= Exercise details =
Which lines in the listing below contain the word "BinaryAnalysisPlatform"? Copy each one.

◇ ◇ ◇ ◇

PR #1082, opened 2020-03-17
disables llvm (< 8.0) disassembler for aarch64

### LINKED ISSUE #1081: aarch64 disassembler segfaults
```
bap --version
2.0.0

bap --llvm-version
6.0

# the following .o file is compiled to arm64
bap arm64_file.o -d
no signatures for the specified compiler and/or architecture
[1]    405427 segmentation fault (core dumped)  bap  -d
```

But if we use `--raw-arch=arm --loader=raw` instead, it does work correctly. The file is attached:
[hash-arm.o.zip](https://github.com/BinaryAnalysisPlatform/bap/files/4324129/hash-arm.o.zip)

gitoleg:
The LLVM disassembler is broken for aarch64 and segfaults with the NULL-pointer dereference (segmentation fault) on versions below 8.0. There is no clear mitigation (passing a non-NULL pointer for the symbolizer function results in unpredictable behavior) and given that aarch64 is not a first-tier architecture for us yet, we will just disable it for older versions of LLVM.

fixes #1081

### DIFF
--- a/lib/bap_llvm/llvm_disasm.cpp
+++ b/lib/bap_llvm/llvm_disasm.cpp
@@ -615,7 +615,8 @@ private:
     }
 };
 
-
+// See https://github.com/BinaryAnalysisPlatform/bap/issues/1081
+// for details
 bool is_error_prone_arch(const char *triple) {
     if (LLVM_VERSION_MAJOR < 8)
         return std::string(triple) == "aarch64";
--- a/lib/bap_llvm/llvm_disasm.cpp
+++ b/lib/bap_llvm/llvm_disasm.cpp
@@ -617,11 +617,10 @@ private:
 
 
 bool is_error_prone_arch(const char *triple) {
-#if LLVM_VERSION_MAJOR >= 4 && LLVM_VERSION_MAJOR < 8
-    return std::string(triple) == "aarch64";
-#else
-    return false;
-#endif
+    if (LLVM_VERSION_MAJOR < 8)
+        return std::string(triple) == "aarch64";
+    else
+        return false;
 }
 
 
--- a/lib/bap_llvm/llvm_disasm.cpp
+++ b/lib/bap_llvm/llvm_disasm.cpp
@@ -615,14 +615,30 @@ private:
     }
 };
 
+
+bool is_error_prone_arch(const char *triple) {
+#if LLVM_VERSION_MAJOR >= 4 && LLVM_VERSION_MAJOR < 8
+    return std::string(triple) == "aarch64";
+#else
+    return false;
+#endif
+}
+
+
 struct create_llvm_disassembler : disasm_factory {
     result<disassembler_interface>
     create(const char *triple, const char *cpu, int debug_level) {
-        auto llvm = llvm_disassembler::create(triple, cpu, debug_level);
         result<disassembler_interface> r;
-        r.dis = llvm.dis;
-        if (!r.dis)
-            r.err = llvm.err;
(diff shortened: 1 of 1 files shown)


lib/bap_llvm/llvm_disasm.cpp
```diff
@@ -615,14 +615,30 @@ class llvm_disassembler : public disassembler_interface {
     }
 };
 
+
+bool is_error_prone_arch(const char *triple) {
+#if LLVM_VERSION_MAJOR >= 4 && LLVM_VERSION_MAJOR < 8
```
ivg: don't use macro here. If anything could be done without a macro, it should be done without it.

gitoleg:
### Some details

When we create a llvm symbolizer (required for llvm disassembler), there are a number of callbacks that we can pass to its constructor. Given that we don't need any, we just pass null pointer instead and it works for our every-day targets like x86, arm or mips.

```
target->createMCSymbolizer(
                           triple,
                           nullptr, // getOpInfo
                           nullptr, // SymbolLookUp
                           nullptr, // DisInfo
                           &*ctx, move(rel_info)));
```
The reason it doesn't work for aarch64 in llvm 6.0 is that there is no check 
for the pointer SymbolLookUp, compare 6.0 and 9.0 versions:

```
lib/Target/AArch64/Disassembler/AArch64ExternalSymbolizer.cpp
...
bool IsBranch, uint64_t Offset, uint64_t InstSize) {
  struct LLVMOpInfo1 SymbolicOp; 
...
```
```
lib/Target/AArch64/Disassembler/AArch64ExternalSymbolizer.cpp
...
bool IsBranch, uint64_t Offset, uint64_t InstSize) {
  if (!SymbolLookUp)  // GOOD
     return false;
  struct LLVMOpInfo1 SymbolicOp;
...
```

But it's not the biggest problem so far. We can write a dummy callback,
that would just return NULL pointer, i.e., that will do nothing.
And it will work for aarch64 and llvm 6.0

Let's quote the documentation in `include/llvm-c/Disassembler.h` about the callback:
```
/**
 * The type for the symbol lookup function.  This may be called by the
 * disassembler for things like adding a comment for a PC plus a constant
 * offset load instruction to use a symbol name instead of a load address value.
 * It is passed the block information is saved when the disassembler context is
 * created and the ReferenceValue to look up as a symbol.  If no symbol is found
 * for the ReferenceValue NULL is returned.  The ReferenceType of the
 * instruction is passed indirectly as is the PC of the instruction in
 * ReferencePC.  If the output reference can be determined its type is returned
 * indirectly in ReferenceType along with ReferenceName if any, or that is set
 * to NULL.
 */
```
I.e. we can solve one problem with the unchecked return value, but there are even more problems with that! There are parameters that are passed by reference and they could also be set to NULL!
Like in the example below, ReferenceName is not checked, but used, and the return
value of the callback is just ignored:

```
lib/MC/MCDisassembler/MCExternalSymbolizer.cpp
...
if (SymbolLookUp) { // GOOD AGAIN
 ...
    const char *ReferenceName;
    (void)SymbolLookUp(DisInfo, Value, &ReferenceType, Address, &ReferenceName);
    if(ReferenceType == LLVMDisassembler_ReferenceType_Out_LitPool_SymAddr)
      cStream << "literal pool symbol address: " << ReferenceName;  // BAD: SEGFAULT
    
 ...
```
The problem is that is llvm 9.0 with the x86_64 target. And to fix this, we need to spend even more time than we spent so far to figure out in the end, that there are even more problems that we had so far.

◇ ◇ ◇ ◇

= Output for this exercise =
[hash-arm.o.zip](https://github.com/BinaryAnalysisPlatform/bap/files/4324129/hash-arm.o.zip)
+// See https://github.com/BinaryAnalysisPlatform/bap/issues/1081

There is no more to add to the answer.